While browsing your pictures, tapping the upper right menu gives you the options to edit, share, animate, create a collage, view a slideshow, and access gallery settings. You can create a collage in Google Photos, but the utility in Samsung’s app gives you the ability to fully customize the collage while Google does things automatically. You can also select an image to serve as your Always On Display image, which is a customization not seen on other devices with this display support.

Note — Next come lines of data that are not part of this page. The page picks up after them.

PR #2241, opened 2021-09-24
Let cabal-ghc901.project be cabal.project.local

jneira:
* The intent of the change is let users do `cp cabal-ghc901.project cabal.project.local` to make the workflow smoother
  * but the file can be used in its own as before
* To do so the packages should be uncommented (as they are so in main cabal.project) and the packages without support for ghc-9 should be make buildable with `allow-newer` (thanks to @gbaz for the suggestion)

<a href="https://gitpod.io/#https://github.com/haskell/haskell-language-server/pull/2241"></a>

### DIFF
--- a/.gitlab-ci.yml
+++ b/.gitlab-ci.yml
@@ -1,4 +1,4 @@
-# Used for ci setup in the gitlab mirror of the project: 
+# Used for ci setup in the gitlab mirror of the project:
 # https://gitlab.haskell.org/haskell/haskell-language-server/-/pipelines
 variables:
   # Commit of ghc/ci-images repository from which to pull Docker images
@@ -9,21 +9,17 @@ variables:
 .default_matrix: &default_matrix
   matrix:
     - GHC_VERSION: 8.8.4
-      CABAL_PROJECT: cabal.project
     - GHC_VERSION: 8.10.7
-      CABAL_PROJECT: cabal.project
     - GHC_VERSION: 9.0.1
-      CABAL_PROJECT: cabal-ghc901.project
+      LOCAL_CABAL_PROJECT: cabal-ghc901.project.local
 
 .m1_matrix: &m1_matrix
   matrix:
     - GHC_VERSION: 8.10.7
-      CABAL_PROJECT: cabal.project
 
 .arm_matrix: &arm_matrix
   matrix:
     - GHC_VERSION: 8.10.7
-      CABAL_PROJECT: cabal.project
 
 
 workflow:
@@ -93,7 +89,6 @@ build-aarch64-darwin:
         --keep CI_PROJECT_DIR \
         --keep MACOSX_DEPLOYMENT_TARGET \
         --keep GHC_VERSION \
-        --keep CABAL_PROJECT \
         --keep CABAL_INSTALL_VERSION \
         --run "$1" 2>&1
     }
--- a/.gitlab-ci.yml
+++ b/.gitlab-ci.yml
@@ -89,6 +89,7 @@ build-aarch64-darwin:
         --keep CI_PROJECT_DIR \
         --keep MACOSX_DEPLOYMENT_TARGET \
         --keep GHC_VERSION \
+        --keep LOCAL_CABAL_PROJECT \
         --keep CABAL_INSTALL_VERSION \
         --run "$1" 2>&1
     }
--- a/.gitlab/ci.sh
+++ b/.gitlab/ci.sh
@@ -30,6 +30,10 @@ export BOOTSTRAP_HASKELL_ADJUST_CABAL_CONFIG=yes
 
 curl --proto '=https' --tlsv1.2 -sSf https://get-ghcup.haskell.org | sh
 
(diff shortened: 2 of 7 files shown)


pepeiborra:
Can we just replace cabal.project with cabal-ghc901.project ?

jneira:
> 
> 
> Can we just replace cabal.project with cabal-ghc901.project ?

🤔 hmm i had not thought in this possibility, but it would be right one if it is possible, will try, thanks!

jneira:
Possible caveats:
- Source repository packages not compatible with older versions of ghc. I think it is not the case
- Allow newers causing build errors
- Allow newer shadowing errors wich will arise when the version will be released in hackage

But it worths to investigate

jneira:
> 
> 
> Can we just replace cabal.project with cabal-ghc901.project ?

But maybe we could merge this as is? merge both cabal.project is not trivial

jneira:
Other alternative is convert cabal-ghc901.project in cabal-ghc901.local and remove duplication

jneira:
> 
> 
> Other alternative is convert cabal-ghc901.project in cabal-ghc901.local and remove duplication

I think it will be the best option, implementing

pepeiborra:
> > 
> 
> > 
> 
> > Other alternative is convert cabal-ghc901.project in cabal-ghc901.local and remove duplication
> 
> 
> 
> I think it will be the best option, implementing

This might break ghcup /cc @maerwald

.gitlab-ci.yml
```diff
@@ -93,7 +89,6 @@ build-aarch64-darwin:
         --keep CI_PROJECT_DIR \
         --keep MACOSX_DEPLOYMENT_TARGET \
         --keep GHC_VERSION \
-        --keep CABAL_PROJECT \
```
jneira, line 96: @hasufell not sure what has to be done here to take in account LOCAL_CABAL_PROJECT

hasufell: `--keep LOCAL_CABAL_PROJECT`

.gitlab/ci.sh
```diff
@@ -30,6 +30,10 @@ export BOOTSTRAP_HASKELL_ADJUST_CABAL_CONFIG=yes
 
 curl --proto '=https' --tlsv1.2 -sSf https://get-ghcup.haskell.org | sh
 
+if [[ ! -z "$LOCAL_CABAL_PROJECT" ]]; then
```
hasufell, line 33:
```suggestion
if [[ -n "$LOCAL_CABAL_PROJECT" ]]; then
```

.gitlab/ci.sh
```diff
@@ -30,6 +30,10 @@ export BOOTSTRAP_HASKELL_ADJUST_CABAL_CONFIG=yes
...
+    cp $LOCAL_CABAL_PROJECT cabal.project.local
```
hasufell, line 34:
```suggestion
    run cp "$LOCAL_CABAL_PROJECT" cabal.project.local
```

.gitlab-ci.yml
hasufell: Also, this will break the ci.sh script which still uses this variable.

hasufell (changes requested):
`ci.sh` needs to be fixed

jneira:
Testing gitlab here: https://gitlab.haskell.org/jneira/haskell-language-server/-/jobs/796348

jneira:
@hasufell finally i've kept the CABAL_PROJECT in the script, maybe it is neededin the future

jneira:
I ha

> 
> 
> Testing gitlab here: https://gitlab.haskell.org/jneira/haskell-language-server/-/jobs/796348

```
.gitlab/ci.sh: line 33: CABAL_PROJECT: unbound variable
Cleaning up file based variables 00:01
ERROR: Job failed: exit code 
```

ugh

.gitlab/ci.sh
```diff
@@ -30,6 +30,14 @@ export BOOTSTRAP_HASKELL_ADJUST_CABAL_CONFIG=yes
 
 curl --proto '=https' --tlsv1.2 -sSf https://get-ghcup.haskell.org | sh
 
+if [[ -n "$CABAL_PROJECT" ]]; then
+    CABAL_PROJECT="cabal.project"
+fi
```
jneira, line 35:
```suggestion
```

jneira:
> 
> 
> > > 
> > 
> > 
> > > 
> > 
> > 
> > > Other alternative is convert cabal-ghc901.project in cabal-ghc901.local and remove duplication
> > 
> > 
> > I think it will be the best option, implementing
> 
> This might break ghcup /cc @maerwald

do you refer to `ghcup compile hls`?

jneira:
it seems ci is ignoring the copied `cabal.project.local` and it is trying to build the disabled plugins anyways

jneira:
Not sure if the deduplication worths change the status quo: the gitlab script assumes this is the way we give support for new ghc's nd `ghcup compile hls` has `--cabal-project` to use it too (you would have to download manually the cabal-ghcx.project.local)
So i am gonna close it, sorry for the time spend on this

Like HTC did a few years ago with the first HTC One M7, the stories functionality in the gallery automatically creates fun videos with images, music, titles, and animations. Tap on the video as it plays to then edit the theme, effects, music, and timeline of the images. This is a fun way to enjoy and then share your memories with family and friends.

Editing tools

After opening a photo in the gallery, tap the edit button at the bottom of the display to enter the image editor. Within the editor, buttons appear for transform, tone, advanced, effects, and decoration.

Transform options include rotate, flip horizontal/vertical, ratio, perspective, and lasso. Tone tools include brightness, exposure, contrast, saturation, hue, and white balance. Advanced options include tone curve, color, and backlight modifications.

There are a number of effects you can manipulate with even more available to download. These are similar to the type of filters you see on Instagram and Snapchat. Decoration options include adding images, stickers, labels, covers, and drawings to your photo.

As you can see, the entire camera, gallery, and editing experience on the Samsung Galaxy S8 is easy to use while offering a plethora of options to make your camera experience the best it can be on a smartphone.